# Les from Cumbria-New Member



## Les (Oct 6, 2013)

Free from work ( retirement not sack ) , so looking forward to many wildcamps with wife in our Romahome. Only two seat belts, sorry grandchildren you will have to stay at home!!
Love the wildcamping site and POI,s brill.
Live in Lake District ( too busy ) but lovely when the rain stops. Then again everybody else thinks it is so no where to park, but so many good areas nearby.  Les


----------



## fairytooth (Oct 6, 2013)

Hi Les, Welcome. :wave:


----------



## gaz2676 (Oct 6, 2013)

watcha buddy we are also from cumbria usa .......uther side of aspatria
also rainin here too hope to bump into you somewhere if your ever over our end pop in for water top up and such anytime


----------



## whitevanwoman (Oct 7, 2013)

Hello Les, I'm in Cumbria too, not far from Shap. It's raining here too, but then it usually does. Except for when you want it to. 

There's some fantastic places to stay near Orton Moor, Crosby Ravensworth, Kirkby Stephen area, well off the beaten track but not too far to travel to for you. 

I haven't met up with Gaz yet, am intending to, perhaps we should have a Cumbrian meet seeing as there's a few of us Wild Camping Cumbrians now.
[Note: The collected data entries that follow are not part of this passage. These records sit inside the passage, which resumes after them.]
Issue #985, opened 2016-02-24
Updates to numerical solvers 


ianhbell:
- [x] ND numerical solver should quit if x stops changing
- [x] Relax some convergence criteria
- [x] Store the number of calls in the function wrapper base class
- [x] Store the return code and error string in the base class

PR #1080, opened 2016-05-20
Enable infinity in MakeDoubleResult

dcprojects:
Looking around I think this change should be related to the issue #985
Since double.NegativeInfinity and double.PositiveInfinity are valid results from the solvers and SMath.Math.Numeric.TDouble(result) can't handle these values directly, this patch allows the users to see  ∞ / -∞ as results on the canvas

### DIFF
--- a/wrappers/SMath/coolprop_wrapper/coolpropPlugin.cs
+++ b/wrappers/SMath/coolprop_wrapper/coolpropPlugin.cs
@@ -59,6 +59,25 @@ namespace coolprop_wrapper
 
     public static Term[] MakeDoubleResult(double result, SMath.Math.Symbolic.MItem unit)
     {
+        // override ResultIsAboveMaxAllowedPositiveNumber exception for +/- infinity results
+        if (double.IsInfinity(result))
+        {
+          List<Term> xTerms = new List<Term>();
+
+          xTerms.Add(new Term(Symbols.Infinity, TermType.Operand, 0));
+
+          if (result == double.NegativeInfinity)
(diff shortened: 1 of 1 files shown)


ibell:
I'm not a SMath user, so I'm going to just trust you on this one...

ibell:
This broke the SMath builds: http://www.coolprop.dreamhosters.com:8010/builders/SMath/builds/846/steps/shell_1/logs/stdio  Please figure out how to unbreak this, or I will have to revert this PR.

ibell:
Error is: ``coolpropPlugin.cs(70,45): error CS0117: 'SMath.Manager.Operators' does not contain a definition for 'Subtraction' ``

dcprojects:
It depends on what is the target build. For SMath Studio <= 0.97.5346 there is the Operators.Sub**s**traction; this typo was fixed in later versions, removing it and replacing with Operators.Subtraction (without s); in later APIs (0.98) there are both the constants, but the old one is marked as outdated. Therefore there are 3 possible cases:
- only substraction -> SMath <= 0.97.5346)
- only subtraction -> 0.97.346 < SMath < 0.98)
- both (with the older deprecated) -> SMath < 0.98

In case of removing, an error will be shown in the canvas. A trap function is available - try(1), but only for very recent versions (0.98.5952 Nightly Build).

ibell:
So if I updated SMath on the build machine to 0.98, that should fix this
issue, right?

dcprojects:
Correct :)

ibell:
Ok good, I'll do that ASAP then.

ibell:
Yup, that does it.  Thanks for the info!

Talking of meets, you might be interested in coming to the Northern Music Meet at the beginning of December, which will be on the A6 between Shap and Kendal, near the summit. There's a thread giving all the info in the Meets section. 

:welcome:


----------



## campergran (Oct 7, 2013)

*hi there and welcome*

have fun Les


----------



## mariesnowgoose (Oct 7, 2013)

Hello Les, welcome to your new found freedom  :wave:

Enjoy!


----------



## dave and mary (Oct 7, 2013)

Hi Les and welcome 

Hope to see you at one of the meets.      :welcome:


    :drive:       :drive:


----------



## Blodwyn Pig (Oct 7, 2013)

:welcome:


----------



## Deleted member 21686 (Oct 7, 2013)

Welcome to the forum.


----------



## marymary (Oct 7, 2013)

Hi and welcome!! :wave:


----------



## Deleted member 20892 (Oct 7, 2013)

Welcome to the site mate....I nearly talked the Mrs into getting a Romahome, i think there great, but the Mrs won in the end and we ended up with a van convertion.!

jt


----------



## Neckender (Oct 7, 2013)

Hi Les welcome to the forum, I too retired recently and my lifestyle as totally changed for the better, Pat and I have done nearly 5,000 miles in our motorhome since the begining of July, just got back from 4 days up Southport and St Annes.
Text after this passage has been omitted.